The entry of Rick’s into midtown Manhattan is the company’s biggest real estate bet yet. In January the company paid $7.6 million-most of it borrowed-for a 20-year lease on the premises formerly occupied by the Paradise, a rundown topless establishment with a jungle theme close to the Empire State Building, a block from Madison Square Garden, and a not-inconvenient four blocks from the New York offices of Corporate Board Member. Rick’s is spending an additional $1.6 million to gut the place, renovate and paint it (rich maroon, of course), and turn it into the kind of club that delivers on the company’s promise of “an upscale experience.” This includes a bar, a restaurant, and dancers who will not only dance but also stop by to introduce themselves without immediately asking for money. The New York expansion took a big bite out of profits, which fell to $56,000 in the six months that ended June 30, down from $608,000 for the same period last year.

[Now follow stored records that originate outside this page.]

PR #2183, opened 2025-06-10
Improve classes output directrory and project directory detection

### LINKED ISSUE #2180: Non-Deterministic builds
When building using micronaut openapi generator, the final jar is not deterministic.
I ran `diff <(hexdump -C new-jar ) <(hexdump -C old-jar)`
And this was the result:
```
< 00174210  14 00 00 00 64 75 6d 6d  79 31 30 33 30 36 38 37  |....dummy1030687|
< 00174220  31 30 30 32 37 37 36 36  03 00 50 4b 03 04 14 00  |10027766..PK....|
---
> 00174210  14 00 00 00 64 75 6d 6d  79 31 30 31 33 36 38 30  |....dummy1013680|
> 00174220  34 32 38 36 36 35 36 35  03 00 50 4b 03 04 14 00  |42866565..PK....|
98464,98465c98464,98465
< 00180a10  6d 6d 79 31 30 33 30 38  32 30 37 34 35 36 39 32  |mmy1030820745692|
< 00180a20  34 36 03 00 50 4b 03 04  14 00 00 08 08 00 00 00  |46..PK..........|
---
> 00180a10  6d 6d 79 31 30 31 33 38  32 37 36 35 33 32 31 31  |mmy1013827653211|
> 00180a20  34 34 03 00 50 4b 03 04  14 00 00 08 08 00 00 00  |44..PK..........|
137975,137976c137975,137976
< 0021af80  00 a4 81 f6 41 17 00 64  75 6d 6d 79 31 30 33 30  |....A..dummy1030|
< 0021af90  36 38 37 31 30 30 32 37  37 36 36 50 4b 01 02 14  |68710027766PK...|
---
> 0021af80  00 a4 81 f6 41 17 00 64  75 6d 6d 79 31 30 31 33  |....A..dummy1013|
> 0021af90  36 38 30 34 32 38 36 36  35 36 35 50 4b 01 02 14  |68042866565PK...|
141023,141024c141023,141024
< 00226e00  73 77 61 67 67 65 72 2f  64 75 6d 6d 79 31 30 33  |swagger/dummy103|
< 00226e10  30 38 32 30 37 34 35 36  39 32 34 36 50 4b 01 02  |082074569246PK..|
---
> 00226e00  73 77 61 67 67 65 72 2f  64 75 6d 6d 79 31 30 31  |swagger/dummy101|
> 00226e10  33 38 32 37 36 35 33 32  31 31 34 34 50 4b 01 02  |382765321144PK..|
```
I'm guessing this is related to these code snippets:
https://github.com/micronaut-projects/micronaut-openapi/blob/bd4e9f0da5774af73310e1f2d4910eef2d2f3cce/openapi/src/main/java/io/micronaut/openapi/visitor/OpenApiApplicationVisitor.java#L890

https://github.com/micronaut-projects/micronaut-openapi/blob/bd4e9f0da5774af73310e1f2d4910eef2d2f3cce/openapi/src/main/java/io/micronaut/openapi/visitor/ContextUtils.java#L81

Not sure the whats the exact use-case for this, but is it possible to ues `java.util.Random` instead of `System.nanoTime` since Random is deterministic?

altro3:
Minimize creation of dummy files (now will be created only single dummy file).
Also now if user set `micronaut.openapi.project.dir` for KSP we can work without dummy files creation.

Fixed #2180


altro3:
ok, here is the final solution:

1. Dynamic postfixes for dummy files: yes, they are not required (at least I did not see any problems in their absence). I remember that I added this because one of my processors created this file and when I tried to call the getProjectDir method, I got an error because of it. Well, let's try to remove the postfix, we'll see what happens.

2. About deleting files: unfortunately, KSP does not provide any tools to delete the generated file. @dstepanov this is about your suggestion. Therefore, it is better not to create dummy files, because you will not be able to delete them

3. Limitations of KSP: unfortunately, KSP does not provide any way to find out the current directory of the project. The only way is to create that dummy file, which then cannot be deleted.

So what I did:

1. In this module, I just removed the postfix - I still don't believe that it somehow affects the cache, because the dummy file is created once for the entire process, the path to the project is calculated and this calculated value is saved in the context. The dummy file is not created anymore. Sorry, but I don't see where the caching problem could be here. And the gradle did not have problems with the cache if you ran the build several times. Looks like a far-fetched problem.

2. The main changes are here: https://github.com/micronaut-projects/micronaut-openapi/pull/2183

3. Now I try to calculate the path to the project directory and the output path whenever possible, so as not to create dummy files again later.

4. The main improvements concern KSP: now I can only create a single dummy file to calculate the project directory. All other paths are calculated automatically.

5. In the documentation, I added that for KSP it is highly desirable to specify the micronaut.openapi.project.dir property - in this case, dummy files are not created at all and the build will be clean.

I think this is the maximum that can be done in the difficult conditions that KSP provides.

sdelamo:
@altro3 can you merge 6.17.x into this branch and ensure the build passes?

docs-examples/example-java/build.gradle
```diff
@@ -28,7 +27,6 @@ compileTestJava.options.compilerArgs += '-parameters'
 test {
     jvmArgs '-Duser.country=US'
     jvmArgs '-Duser.language=en'
-    useJUnitPlatform()
```
dstepanov, line 31: BTW pls always try if tests are still running when you remove `useJUnitPlatform`. You did this in the sourcegen and tests were not picked up anymore

altro3: Actually, I didn't want to delete this line. BUT! Since junit 5.12 the tests just stopped working! Look at my changes - this is all a forced measure. But I checked - the tests run. As I understand it, now you need to explicitly register junit-platform-launcher in the dependencies, because it seems that gradle can no longer do this correctly on its own

Look to this: 

https://docs.gradle.org/8.12/userguide/upgrading_version_8.html#test_framework_implementation_dependencies

https://youtrack.jetbrains.com/issue/IDEA-370750/Idea-is-incompatible-with-JUnit-5.12

https://dev.to/be-hase/important-notes-on-junit-5120-in-gradle-13fj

Rick’s has several competitors in New York, some of which also serve food. Former mayor Rudolph Giuliani’s famous cleanup may have made Times Square safe for Disney, but the city still has zones where Larry Flynt’s Hustler Club, the Penthouse Executive Club, and Scores, among others, may plug their wanton wares. The Rick’s folk see themselves as more upscale than any of their rivals.
But they seem to save their greatest scorn for Hustler, which also has a place on Bourbon Street, and disparage such downscale experiences as Amateur Nite, a Hustler signature feature, as raunchy and tasteless.
For their part, the clubs already doing business in New York don’t think much of the newcomer’s chances of success. “The market is already saturated. It will be hard for them to find a niche,” says Mark J. Alonzo, a lawyer who represents Ten’s World-Class Cabaret. Nor are all these competitors as free of Mafia interference as Langan says Rick’s will be. Herb Hadad, a spokesman for the U.S. attorney’s office in Manhattan, says Scores was the victim in an extortion case involving John Gotti Jr. If New York’s feisty tabloids are to be believed, the Mafia has also owned various other clubs.
Meanwhile, back at the raunch, Hustler’s marketing director, Steve Karel, takes exception to the way Rick’s characterizes his establishments. “We’re as upscale as anybody,” he insists. The Hustler clubs actually have little to do with Larry Flynt. His company licenses the Hustler name to the privately held Deja Vu Club Group, the topless industry’s market leader with some 110 clubs-90 of them Deja Vus, the rest Hustlers.
But big doesn’t necessarily mean best, even in a business where silicone is rife. Rick’s has its own reasons for optimism. A CEO who picks up a paintbrush surely has investor interests at heart. Besides, Texans associated with controversial causes are enjoying success in other walks of U.S. life.